Very correct.  As I said, had he banged me for a couple hundred I'd never have known, and he chose the better path.  He's getting the 90k overhaul on my wife's truck in a couple weeks.


----------



## TMonter (Jan 15, 2013)

90k Overhaul? Why would you need an overhaul at 90k?


----------



## bluedogz (Jan 15, 2013)

TMonter said:


> 90k Overhaul? Why would you need an overhaul at 90k?


 
Timing belt and all associated accessories that were SUPPOSED to be done at 60k but weren't.


----------



## TMonter (Jan 15, 2013)

bluedogz said:


> Timing belt and all associated accessories that were SUPPOSED to be done at 60k but weren't.


 
Ahh okay, not really an "overhaul" per se but the scheduled maintenance. That I understand. Is you wife's truck an interference design engine?


----------



## bluedogz (Jan 15, 2013)

TMonter said:


> Is you wife's truck an interference design engine?


 
Yes.  That's why the timing belt scares the willies out of me.


----------



## TMonter (Jan 15, 2013)

bluedogz said:


> Yes. That's why the timing belt scares the willies out of me.


 
And with good cause. Best to change it asap. A few thousand over the service interval should be fine but 30k is kind of pushing it in the luck department.


----------



## Bret Chase (Jan 15, 2013)

Toyota can't build a v6 to save their life... for whatever reason... they've got 4cyls down.... and the V8's aren't awful (though what moron puts the starter under the intake manifold)


----------



## MasterMech (Jan 16, 2013)

Bret Chase said:


> (though what moron puts the starter under the intake manifold)​


 
Toyota ain't the only morons to try it.

GM. 1st gen Cadillac NorthStar V8's


----------



## TMonter (Jan 16, 2013)

Bret Chase said:


> Toyota can't build a v6 to save their life... for whatever reason... they've got 4cyls down.... and the V8's aren't awful (though what moron puts the starter under the intake manifold)


 
I wouldn't say it's all the V6's. Some of the ones a couple generations ago has some sludge problems from the oil passages being too small but I know several people with V6 trucks and Camry's here in the PNW that have 200k+ on their V6's that would disagree with that assessment. A lot of it has to do with how the vehicle is treated and maintained.

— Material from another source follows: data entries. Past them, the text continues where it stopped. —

PR #387, opened 2019-01-03
initial examples for shared use of independently controlled studios

elf-pavlik:
Based on https://github.com/valueflows/valueflows/wiki/Use-Cases-and-Requirements#independent-shared-therapy-studios

Making commitment to oneself serves purpose of reserving the time and not making conflicting commitment to someone else.

I plan to add another variants where agents can exchange commitments. So when Alice makes commitment to Daniel for use of Alice's studio and then she gets commitment from Bob for use of his studio. Possibly she could exchange those commitments with Daniel and use the studio she controls while Daniel gets to use studio that Bob controls.

### DIFF
--- a/examples/shared-studios-usage.yaml
+++ b/examples/shared-studios-usage.yaml
@@ -2,16 +2,11 @@
 # https://github.com/valueflows/valueflows/wiki/Use-Cases-and-Requirements#independent-shared-therapy-studios
 
 '@context':
-  '@vocab': https://w3id.org/valueflows#
-  xsd: http://www.w3.org/2001/XMLSchema#
-  time: http://www.w3.org/2006/time#
-  time:inXSDDateTimeStamp:
-    '@type': xsd:dateTimeStamp
-  alice: https://alice.example/
-  bob: https://bob.example/
-  claudia: https://claudia.example/
-  daniel: https://daniel.example/
-  erica: https://erica.example/
+  - https://git.io/vf-examples-jsonld-context
+  - alice: https://alice.example/
+    bob: https://bob.example/
+    claudia: https://claudia.example/
+    daniel: https://daniel.example/
 
 '@graph':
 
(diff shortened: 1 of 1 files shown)


fosterlynn:
I'm still pretty doubtful about keeping the main quantity (the one that is meaningful in `use`) in different properties for different use cases.  I'll take one of your examples like that and create some yaml for alternative option of vf:underlyingResource, so we can compare.

fosterlynn:
After some thought, I think that we want to use vf:underlyingResource for situations that involve usage or possession or similar, requiring a different unit of measure for the "same" resource.  

One reason is that there could be many different usage units, and usage arrangements.  Like an owner of an apartment may offer rights to use it by the month or by the week.  Or a rental car by miles and/or by days.

This is besides my original objection, which is that I think it is important for simplicity of processing that the quantity means the same thing across actions and kinds of resources.

I'll do a comparison yaml treatment, to find those devils in the details.

elf-pavlik:
> Like an owner of an apartment may offer rights to use it by the month or by the week.

This seems similar to how products get packaged. In https://github.com/valueflows/valueflows/pull/302#issuecomment-449200205 I experiment with `vf:atomicQuantity` to express minimum 'size' independent from the base physical unit.

> Or a rental car by miles and/or by days.

If we always use dedicated property for temporal intervals. We still have property for non-temporal quantities available. I think some services (eg. taxi) may combine distance quantity & time interval.

> This is besides my original objection, which is that I think it is important for simplicity of processing that the quantity means the same thing across actions and kinds of resources

Non-temporal quantity affects quantity of the resource (eg. 5 electric drills out of 20 managed as that resource). Temporal interval doesn't affect `vf:currentQuantity` of the resource, it affects its schedule which we haven't really work on.
We exist in spacetime and I don't see any problem with needing a dedicated way to handle the temporal aspect - schedules. At the same time I think we don't need to support 'user defined' dimensions :wink:

fosterlynn:
>At the same time I think we don't need to support 'user defined' dimensions wink

Didn't understand.  If you mean units, then I agree, was I doing that?

>We exist in spacetime and I don't see any problem with needing a dedicated way to handle the temporal aspect - schedules.

You don't see any problem with all reasoning over events needing to figure out which field to look at for quantity?

elf-pavlik:
> You don't see any problem with all reasoning over events needing to figure out which field to look at for quantity?

Let's implement something simple and see how it works. Affected quantity of a resource and durations of events sound like a distinct concerns to me that affect different things:
* quantities - current amounts of async stock resrouces
* duration - schedules

fosterlynn:
I think this one will work OK with what I proposed in https://github.com/valueflows/valueflows/pull/446.  The change would be:

```
    commitedQuantity:
      qudt:unit: unit:Hour
      qudt:numericValue: 4
```

If we use the committedTime to record what needs to be counted for time-based resources, then we lose the ability to record a more general time to be used as calendar time rather than all the time something was actually used.  The way I've started thinking about it is the quantity is for what needs to be counted (with one additional quantity field if needed for partial stock resource use), and the time field is for scheduling, visualizing on a timeline, etc.

A possible compromise would be to use the main quantity field as you are doing, and add an additional one for measuring the usage - but I think that is more complex and would require more processing rules that need to be explained.

But in practice, as far as I've observed, a use case like the drills will be extremely rare.  If people want to record use of equipment or tools, it is important enough to keep track of for each uniquely identified resource, for things like knowing when to do preventative maintenance.  Below some threshold of actual need, people won't tend to record the usage.  I personally think it will be so rare that we shouldn't even document the option, although I'm willing to include it.

elf-pavlik:
> If we use the committedTime to record what needs to be counted for time-based resources, then we lose the ability to record a more general time to be used as calendar time rather than all the time something was actually used.

Since this scenario doesn't require any 'more general time', let's discuss that aspect with use cases that require it.

> The way I've started thinking about it is the quantity is for what needs to be counted (with one additional quantity field if needed for partial stock resource use), and the time field is for scheduling, visualizing on a timeline, etc.

To have clarity on capacity/availability of resources and services 'what needs to be counted' will differ depending on resource or service. Not always just one unit + quantity will suffice. Since we exist in time-space, temporal dimension will always play some role and we need to handle it well. I don't see it as 'some user defined unit of measuring', I say that only because I recall some conversation about 'user defined units' and I don't see temporal aspect as one of those.

fosterlynn:
>> The way I've started thinking about it is the quantity is for what needs to be counted (with one additional quantity field if needed for partial stock resource use), and the time field is for scheduling, visualizing on a timeline, etc.

>To have clarity on capacity/availability of resources and services 'what needs to be counted' will differ depending on resource or service. Not always just one unit + quantity will suffice. Since we exist in time-space, temporal dimension will always play some role and we need to handle it well. I don't see it as 'some user defined unit of measuring', I say that only because I recall some conversation about 'user defined units' and I don't see temporal aspect as one of those.

Yes capacity is not part of counting / accounting though.  Capacity is part of scheduling, planning.  And the times also place events into their place in time for various reasons, again not to be counted really.

I'm not saying to not handle the time dimension at all.  Just that it is a different dimension and we should carefully separate the concerns.  Not muddle counting into times.

I completely agree that temporal units can't be user defined.  They are a different thing - another reason to separate the concerns.  You can't imply a unit from a ProperInterval anyhow.

fosterlynn:

PR #388, opened 2019-01-04
simple transfer yaml

fosterlynn:
for the examples

### DIFF
--- a/examples/transfer-simple.yaml
+++ b/examples/transfer-simple.yaml
@@ -1,0 +1,68 @@
+# Simple transfer
+
+'@context':
+  '@vocab': https://w3id.org/valueflows#
+  xsd: http://www.w3.org/2001/XMLSchema#
+  time: http://www.w3.org/2006/time#
+  time:inXSDDateTimeStamp:
+    '@type': xsd:dateTimeStamp
+  alice: https://alice.example/
+  bob: https://bob.example/
+
+'@graph':
+
+  # initial resources
+
+  - '@id': alice:c7897c39-7f05-4a5d-a487-80e130a24345
+    '@type': EconomicResource
+    classifiedAs: http://www.wikidata.org/entity/Q89 # apples
+    currentQuantity:
+      qudt:unit: unit:Kilogram
+      qudt:numericValue: 670
+    trackingIdentifier: lot-4399jj93
+
+  # Alice gives Bob 200 kg apples.
+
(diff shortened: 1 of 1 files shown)


fosterlynn:
@elf-pavlik a couple questions:
1. Can you tell me again how you generate those curie's?
2. Shouldn't we have qudt in the @context in our examples?

examples/transfer-simple.yaml
```diff
@@ -0,0 +1,68 @@
...
+    trackingIdentifier: lot-4399jj93
+
+
+  - '@id': bob:0f563083-7f05-4a5d-a487-80e130a24345
+    '@type': EconomicResource
+    classifiedAs: http://www.wikidata.org/entity/Q89 # apples
+    currentQuantity:
+      qudt:unit: unit:Kilogram
+      qudt:numericValue: 200
+    trackingIdentifier: lot-4399jj93
```
elf-pavlik: It looks that to get this identifier here, system has to have access to both *give* and *receive* and the resource that *give* affects. You have mentioned that sometimes Bob will not have access to record about Alice's resource, sometimes not even have the *give* event, only *receive*. How do you see `trackingIdentifier` (LOT) propagating in those cases?

elf-pavlik: This also relates to recent discussions in #391 and #392

examples/transfer-simple.yaml
```diff
@@ -0,0 +1,68 @@
...
+    classifiedAs: http://www.wikidata.org/entity/Q89 # apples
+    currentQuantity:
+      qudt:unit: unit:Kilogram
+      qudt:numericValue: 670
+    trackingIdentifier: lot-4399jj93
+
+  # Alice gives Bob 200 kg apples.
+
+  - '@id': alice:e7482f32-25b5-4f79-934b-5d0db3a5b77d
+    '@type': Transfer
```
elf-pavlik: can we just use `vf:Process` here since #389 will clarify that *give* and *receive* do NOT 'change existence' and based on meaning of those actions system should not consider this process as *transformation*?

examples/transfer-simple.yaml
elf-pavlik: We could remove `trackingIdentifier` on resources in this PR since we don't have a way for events to propagate it. Then in #392 we could sort out how to do it and then update this example with those LOT numbers as well as update #391 algorithm to use those tracking identifiers.

fosterlynn:
outdated

Issue #355, opened 2018-12-18
hard vs soft allocations


bhaugen:
These are used both in resource sales as well as issues to manufacturing processes.

A soft allocation is a type of rea:Commitment which allocates a quantity of an rea:ResourceType but does not allocate any particular rea:Resources.

For example, in a stock of apples, Pavlik may have a commitment with Bob for 5k of Apples. That is, any apples, not any particular apples.

Bob may have 20kg of Apples. A soft allocation would subtract 5kg from the available quantity, but not the onhand quantity. So Bob would only have 15kg left available for other requests.

A hard allocation would put 5kg of Apples in a container for Pavlik to pick up. 

The purpose of a hard allocation is to avoid somebody else coming along and taking more than 15kg of Apples, because the 5kg allocated to Pavlik was only known to the inventory system, not obvious in the bin of Apples.

PR #389, opened 2019-01-04
Define actions.

fosterlynn:
I started this branch to define one or two actions for "adjust", which we have used for things like beginning balances or inventory counts that differ from the system.  But, trying to be as consistent as possible, I decided to use `increment` and `decrement` for these adjustments.  Mostly because I couldn't think of one word actions for the adjust-up and adjust-down, and didn't want to use negative numbers instead of "decrement" behavior, since adjustments can go either way.

Then I decided we need to define more about actions anyhow, so I started that exercise.  Note ? on use and work, because we haven't defined time-based resources in detail yet.  As of now they just match what we already have defined.


docs/introduction/flows.md
```diff
@@ -12,15 +12,44 @@ Intent describes some potential future event which might require prior Commitmen
...
+accept | No effect | Process | Input | improve |
+give | Decrement | Transfer | Input | receive |
+
+We have defined a core set of actions, but expect that this will be extended with others. If extended, they should be defined as part of this or another formal vocabulary so that all can use them and assume the same meaning. 
+
+Note: Increment and decrement are usually not meant to be used directly, rather the actions inherit from them.  An exception is if an adjustment is needed that has no known provenance.  Examples of when this might happen: 
+* Beginning balances in a new system
+* Manual inventory count shows a different amount than what the system shows.
+
+Temporary note: The actions `use` and `work` are time-based actions, either with or without an explicit schedule.  How to handle time-based resources is still under discussion.  It is possible we will want to define the affect of those as `Decrement` in the future.
```
elf-pavlik: I think we should mention that we don't even know if we actually want to have time based `vf:Resource` or we will find Flows sufficient for represent usage, work and other services.

docs/introduction/flows.md
```diff
@@ -12,15 +12,44 @@ Intent describes some potential future event which might require prior Commitmen
...
+consume | Decrement | Process | Input | N/A |
+use | No effect | Process | Input | N/A |
+work | No effect | Process | Input | N/A |
+cite | No effect | Process | Input | N/A |
+accept | No effect | Process | Input | improve |
+give | Decrement | Transfer | Input | receive |
+
+We have defined a core set of actions, but expect that this will be extended with others. If extended, they should be defined as part of this or another formal vocabulary so that all can use them and assume the same meaning. 
+
+Note: Increment and decrement are usually not meant to be used directly, rather the actions inherit from them.  An exception is if an adjustment is needed that has no known provenance.  Examples of when this might happen:
```
elf-pavlik: I disagree with *Increment and decrement are usually not meant to be used directly*. We should clarify in detail what each of the action implies (how applications should interpret and reason over them) and just recommend to use action which has the most accurate implications.

docs/introduction/flows.md
elf-pavlik: This slide has *rental* event directly on the 'exhibition area' resource, it doesn't have 'rental of exhibition area' "resource". https://www.slideshare.net/Demetrius_Gallitzin/PavelHruby#16

docs/introduction/flows.md
elf-pavlik: #355 (hard vs. soft allocations) may need simple decrement on one resource and increment on another one, but since it does not change existence probably one can just use *give* (former *issue*) and *receive* without implying any changes to 'rights and responsibilities'

elf-pavlik:
@fosterlynn could you possibly add to the table *changes existence* column? If you prefer I could also add commit myself directly to the branch of this PR.

docs/introduction/flows.md
elf-pavlik: "How to handle schedules is still under discussion", I would also prefer to ~~It is possible we will want to define the affect of those as `Decrement` in the future.~~

docs/introduction/flows.md
fosterlynn: removed that sentence; removed from chart

docs/introduction/flows.md
elf-pavlik: I would still like to reformulate this note about schedules in direction i suggested above ^

docs/introduction/flows.md
```diff
@@ -30,36 +30,36 @@ Intents, Commitments, and Economic Events can occur at any granularity that is n
...
+* vf:unload -  transported resource leaves the process, the same resource will appear in input with *vf:load* verb
+* vf:accept - in processes like repair or maintentance, the same resource will appear in output with *vf:improve* verb
+* vf:improve - in processes like repair or maintentance, the same resource will appear in input with *vf:accept* verb
+* vf:give - give rights and responsibilities for the resource
+* vf:receive - receive rights and responsibilites for the resource
+* vf:raise - adjusts a quantity up based on beginning balance or inventory account adjustment
+* vf:lower - adjusts a quantity down based on beginning balance or inventory account adjustment
+
+Action | Affect | Related to | I/O | Changes existence | Pairs with |
+------ | ------ | ---------- | --- | ----------------- | ---------- |
```
elf-pavlik: latest version misses *increment* and *decrement*

docs/introduction/flows.md
fosterlynn: I was actually confused by the comment history, and am fine either way.  Now it says: "How to handle schedules is still under discussion".  Do you want to include one more sentence, the one "It is possible we will want to define the affect of those as Decrement in the future." ?

docs/introduction/flows.md
fosterlynn: I found a couple verbs for adjust: raise, lower.  So I don't think we need or want increment and decrement as actual actions, just abstract inheritance for behavior.  Make sense to you?  People should use the more defined actions imo, and define others as needed.

docs/introduction/flows.md
fosterlynn: actually, i'd like to do a PR and make this "reified" - if I am using the term correctly - add other properties to vf:Action, which would be a class instead of a property - along the lines of this chart - what do you think?

elf-pavlik: I think this would result in adding bunch of terms to the vocab just for the sake of represent that table, while this table seems mostly affecting implementations and not processing of data at run-time. I would prefer to finish this PR and if you see it a priority you could start another one but preferably not as part of *cleanup* milestone but as place to give consideration to this possibility.

fosterlynn: Agree, I didn't want to do that PR for this cleanup release.  Just explaining part of why I didn't want to include increment and decrement as actions in their own right.

elf-pavlik:
I think we those two changes this PR could land:

* [ ] add *increment* and *decrement* since we define them in vocabulary
* [ ] remove *Related to* column, we can always introduce it as part of [transfers milestone](https://github.com/valueflows/valueflows/milestone/5)

As for the second, if you like you could right after merging this one create PR that adds this column and assign it to *transfers* milestone.

fosterlynn:
>remove Related to column

done

Looking at the 'existence' column, wondering if actually decrementing or incrementing changes existence.  If so, i need to adjust the chart.

elf-pavlik:
>  Seems like consuming or producing could be the same (resource could exist throughout, just quantity changes)

If 'existance' doesn't change one shouldn't use *consume* and *produce* but for example *give* and *receive* which do not change existence.

I think *increment* and *decrement* should have
```
Action | Affect | I/O | Changes existence | Pairs with |
------ | ------ | --- | ----------------- | ---------- |
increment | Increment | Output | N/A | N/A |
decrement | Decrement | Input | N/A | N/A |
```

BTW *raise* and *lower* might also need `N/A` for 'change existence', food could have rotten or pests ate it,

fosterlynn:
Let's figure out what "change existence" means.  I can't tell from the original table, maybe need to re-read that paper.

But if it means new resource or gone resource, but also change of quantity to a resource (stock resource), then I need to change a few of those in the table.

PR #390, opened 2019-01-04
Explaining general status of the model/vocab.

fosterlynn:
DO NOT MERGE YET!!

I started updating the status page for the next release.  Mostly I wanted to explore how to think about the state of this vocabulary, how stable is it / can it be / do we want it to be, in general and in the next release in particular.  Discussion of this question would be welcome!

### DIFF
--- a/docs/introduction/status.md
+++ b/docs/introduction/status.md
@@ -2,23 +2,27 @@
 
 This documentation is for release 0.2.
 
-The relatively consolidated parts of the vocabulary are reflected below.  Those include: 
+The relatively consolidated parts of the vocabulary include: 
 * Agent model
 * Core Resource model
 * Core Input-Process-Output model
 * Core Commitments
-* Core Intents
-* Core exchanges, transfers, reciprocity
+* Beginning of Intents
+* Beginning of Exchange
 * Core Recipe model
 * Classifications
 
-Yet to come: 
+Some things yet to come: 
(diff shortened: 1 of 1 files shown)


docs/introduction/status.md
```diff
@@ -1,18 +1,24 @@
...
-* Recipes and Templates for processes and transfers
-* Intents (offers and requests)
+* Recipes - forking/versioning
+* Budgets, community analysis, plans
+* Transportation
 * Conversations for Action/Agreement and protocols
-* Serialized resources
 * Examples
+
+A note about the status.  This vocabulary is based on decades of work in academia and some limited work in the field in software implementations - and further development by the VF team through documenting and studying use cases.  The stability of the model reflects this history.  The core model is fairly stable.  However, there are many edge cases and possibly not-so-edge cases where the model will need to be adjusted for the reality in the field based on further experience. Also, this model represents something new, something that we want to support the next economy, with all the unknowns that will bring.
```
elf-pavlik: I'd like to add here approach to define status of each term in the vocab based on https://www.w3.org/2003/06/sw-vocab-status/note Of course if we agree on them:

* *unstable* - included in the vocabulary based on discussions
* *testing* - exemplified with data snippets based on diverse use cases
* *stable* - implemented in at least 2 open source applications which work with all included data snippets using that term

PR #391, opened 2019-01-06
starting documentation of traversing value flows

fosterlynn:
Capturing input from @bhaugen from issues and discussion, to start documentation on traversing resource flows.  This will need to be further developed as we nail down any changes/additions to transfer under development.

### DIFF
--- a/docs/appendix/track.md
+++ b/docs/appendix/track.md
@@ -12,4 +12,24 @@
 
 > When you "track" a cellphone, you monitor [the starting] location ... and follow it wherever it goes...
 
-One of the most-often used traces is to find the origins of health problems like mad cow disease and tainted drugs and food. In Value Flows terms, that would start with the product that caused a health problem, and tracing back along the chain of resource flows to the source or sources of the product.
+One of the most-often used traces is to find the origins of health problems like mad cow disease and tainted drugs and food. In Value Flows terms, that would start with the product (economic resource) that caused a health problem, and trace back along the chain of resource flows to the source or sources of the product.  Then it might be necessary to also track forwards from the source(s) to find everything else that might include that source(s).
+
+Here is the logic for tracking and tracing.
+
+* For an EconomicResource:
+    * after: EconomicEvents that are inputs to Processes or Transfers
+    * before: EconomicEvents that are outputs from Processes or Transfers
+* For a Process or Transfer:
+    * after: EconomicEvents that are outputs
+    * before: EconomicEvents that are inputs
+* For an EconomicEvent:
+    * after: 
+        * a Process or Transfer to which it is an input, or
+        * an EconomicResource which it affected as the output of a Process or Transfer
+    * before:
+        * a Process or Transfer from which is is an output, or
+        * if it is an input to a Process or Transfer, the EconomicResource which it affects.
+
+When the same economic resource is both input and output of a process, and more than one resource is involved, the tracking identifier is used.  And example of this would be partial load shipments, where many separate shipments are included in the same shipment process.
+
+When the same economic resource is both input and output of a process, sometimes a series of processes, such as for repair or quality testing or a workflow where a resource is refined through stages like writing/editing/etc, the stage must be identified, based on the kind of process the resource was last output of.
--- a/docs/appendix/track.md
+++ b/docs/appendix/track.md
@@ -17,8 +17,8 @@ One of the most-often used traces is to find the origins of health problems like
 Here is the logic for tracking and tracing.
 
 * For an EconomicResource:
-    * after: EconomicEvents that are inputs to Processes or Transfers
-    * before: EconomicEvents that are outputs from Processes or Transfers
+    * after: EconomicEvents affecting it that are inputs to Processes or Transfers
+    * before: EconomicEvents affecting it that are outputs from Processes or Transfers
 * For a Process or Transfer:
     * after: EconomicEvents that are outputs
     * before: EconomicEvents that are inputs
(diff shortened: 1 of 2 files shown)


docs/introduction/concepts.md
```diff
@@ -31,3 +31,27 @@ Producing and exchange olive oil and coffee, even more simplified.
...
+* For an EconomicResource:
+    * after: EconomicEvents that are inputs to Processes or Transfers
+    * before: EconomicEvents that are outputs from Processes or Transfers
+* For a Process or Transfer:
+    * after: EconomicEvents that are outputs
+    * before: EconomicEvents that are inputs
+* For an EconomicEvent:
+    * after: 
+        * a Process or Transfer to which it is an input, or
+        * an EconomicResource which it incremented
```
elf-pavlik: I think it may need to match *before*:
 if it is an output to a Process or Transfer, the EconomicResource which it affects.

Not all output actions on a resource have to increment it - eg. *improve*

elf-pavlik:
I think it might fit together with https://www.valueflo.ws/appendix/track.html

elf-pavlik:
I recall discussing *service* action which could reference two different processes:
* one using `vf:outputOf`
* second using `vf:inputOf`

We should remember in PR that may propose it to modify *after* and *before* of EconomicEvent to also reflect that use of *service* flow.

docs/introduction/concepts.md
fosterlynn: good point, will fix

fosterlynn:
>@fosterlynn your mother says it's "traverse" not "transverse".

Well I should always listen to my mother, so I'll fix it!

fosterlynn:
>I think it might fit together with https://www.valueflo.ws/appendix/track.html

Yes, thanks.  I'll get it all untangled in the documentation.  Do you think it should all go in that appendix entry?  I can move it there, and leave a small explanation up in the Resource Flows section, and/or a link.

fosterlynn:
>We should remember in PR that may propose it to modify after and before of EconomicEvent to also reflect that use of service flow.

Good point.  I don't know if we ever actually agreed on that, but I like it as a working assumption.  I think that it is covered in Bob's sequencing though, true?  It would find both before and after Processes OK?  (After the fix for "incrementing".)  Will push in one minute.

>

fosterlynn:
Fixes pushed.

docs/introduction/concepts.md
```diff
@@ -31,3 +31,27 @@ Producing and exchange olive oil and coffee, even more simplified.
 ### ... to thinking bigger.
 
 ![river flow](https://rawgit.com/valueflows/valueflows/master/release-doc-in-process/vf-river.png)
+
+### Traversing value flows
+
+Value flows can be traversed forwards ("tracing") or backwards ("tracking").  Often people use the term "provenance" when looking backwards towards the source of some resource, sometimes when a problem emerges (as in a disease outbreak from food), sometimes to know the quality of the resource (as in wanting local humanely produced food with lower ecological impact).
```
elf-pavlik: @bhaugen in https://github.com/valueflows/valueflows/pull/392#issuecomment-451946438
> In the usual meanings, although I get confused and so does everybody else but people who do it for a living, "track" means starting with a source and seeing where it went, like starting with a mad cow and see who got parts of it. So it's traversing forwards.

>"Trace" means you got a part of the mad cow and want to find out which animal it came from, what farm, etc. So it is traversing backwards. Provenance is similar to tracing.

I think you two might want to double check which one (track, trace) matches which one (forwards, backwards)

bhaugen: So anyway, @elf-pavlik and @fosterlynn ,the definitions in that intro seem to be backwards. Might be my fault....

fosterlynn:
>So anyway, @elf-pavlik and @fosterlynn ,the definitions in that intro seem to be backwards. Might be my fault....

No, my fault, they just aren't meaningful to me.  (Not saying we shouldn't use them if there is some standard terminology there, which I understand there is.)  I'll fix.

docs/introduction/concepts.md
```diff
@@ -31,3 +31,27 @@ Producing and exchange olive oil and coffee, even more simplified.
...
+    * before: EconomicEvents that are inputs
+* For an EconomicEvent:
+    * after: 
+        * a Process or Transfer to which it is an input, or
+        * an EconomicResource which it affected as the output of a Process or Transfer
+    * before:
+        * a Process or Transfer from which is is an output, or
+        * if it is an input to a Process or Transfer, the EconomicResource which it affects.
+
+When the same economic resource is both input and output of a process, and more than one resource is involved, the tracking identifier is used.  And example of this would be partial load shipments, where many separate shipments are included in the same shipment process.
```
elf-pavlik: pretty much on of the scenarios discussed in #392 which also shows variant where we have different resource on input and output but they need to keep distinct *provenance anchor* / *processing transaction id* / *tracking id*, i think we should remove that *same economic resource is both input and output* and just keep something like *both input and output reference the same tracking (processing transaction) identifier*

elf-pavlik:
Very early implementation https://github.com/valueflows/vf-cli.ts/blob/master/index.ts#L83-L141

fosterlynn:
I moved the detail down to the appendix.  Is this merge-able?

Status: I think what we have works for services that are both output and input.  We haven't defined detail of process stages for when the resource is the "same" before and after the process (accept/improve).  We may not agree on using the tracking identifier for partial load transportation.... so if not, I can take that out for now.  If we do agree that this is at least one way it can be done, I could integrate that paragraph into the logic bullet points (or not).

docs/appendix/track.md
```diff
@@ -12,4 +12,24 @@
...
 
-One of the most-often used traces is to find the origins of health problems like mad cow disease and tainted drugs and food. In Value Flows terms, that would start with the product that caused a health problem, and tracing back along the chain of resource flows to the source or sources of the product.
\ No newline at end of file
+One of the most-often used traces is to find the origins of health problems like mad cow disease and tainted drugs and food. In Value Flows terms, that would start with the product (economic resource) that caused a health problem, and trace back along the chain of resource flows to the source or sources of the product.  Then it might be necessary to also track forwards from the source(s) to find everything else that might include that source(s).
+
+Here is the logic for tracking and tracing.
+
+* For an EconomicResource:
+    * after: EconomicEvents that are inputs to Processes or Transfers
+    * before: EconomicEvents that are outputs from Processes or Transfers
```
elf-pavlik: I think we may wan to clarify "EconomicEvents affecting it that ...."

fosterlynn: good idea

docs/introduction/concepts.md
fosterlynn: I very much disagree with having the provenance anchor (either a process or transfer) as sub to the main process.  And I didn't understand your suggested sentence.  I tried to clarify the text without implying more than what we have.  See if this is OK, or if I am going too much in "my" direction without taking into account your concerns!  Will continue to fix per discussion...

Changed to:
```
When there is more than one economic resource going from input to output of a process without transformation of that resource (except for location), the tracking identifier is used.
```

fosterlynn:
Made those changes... see what you think.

I agree that putting the starter under the intake runners is a bonehead move however.

Their 1.6, 1.8 and 2.4 liter 4 cylinders are rock solid long lived engines although the 1.6 has some exhaust manifold issues and some oil consumption issues past 160k miles.


----------



## bluedogz (Jan 16, 2013)

Bret Chase said:


> Toyota can't build a v6 to save their life... for whatever reason... they've got 4cyls down.... and the V8's aren't awful (though what moron puts the starter under the intake manifold)


 
I just rolled over 230k miles, and my only roadside moments have been due to a flat tire and to leaving the aforementioned hose clamp loose- operator error there.


----------



## Bret Chase (Jan 16, 2013)

MasterMech said:


> Toyota ain't the only morons to try it.
> 
> GM. 1st gen Cadillac NorthStar V8's


 those weren't exactly some of GM's best work either....


----------



## TMonter (Jan 17, 2013)

Bret Chase said:


> those weren't exactly some of GM's best work either....


 
The Northstar V8 was a very good engine actually, just had a poorly located starter.


----------



## MasterMech (Jan 17, 2013)

TMonter said:


> The Northstar V8 was a very good engine actually, just had a poorly located starter.


And an appetite for oil.

For some, an engine is a POS if it doesn't go 400,000 miles without a single failure (including sensors and accessories), burn zero oil, and get 40 MPG.


----------



## TMonter (Jan 17, 2013)

MasterMech said:


> And an appetite for oil.
> 
> For some, an engine is a POS if it doesn't go 400,000 miles without a single failure (including sensors and accessories), burn zero oil, and get 40 MPG.


 
I don't know of any gas engine that does that. The longest lived engine I've ever owned was on a 240 series volvo with solenoid fuel injection and at 543,000 miles it was using about a quart every 1000 miles.


----------



## MasterMech (Jan 17, 2013)

TMonter said:


> I don't know of any gas engine that does that.


 
That's the point.  Some people are just never happy.  They have a minor issue with a vehicle and then start putting it down and bashing the whole brand.  Then they buy another brand and repeat the process as often as their checkbook/credit will allow.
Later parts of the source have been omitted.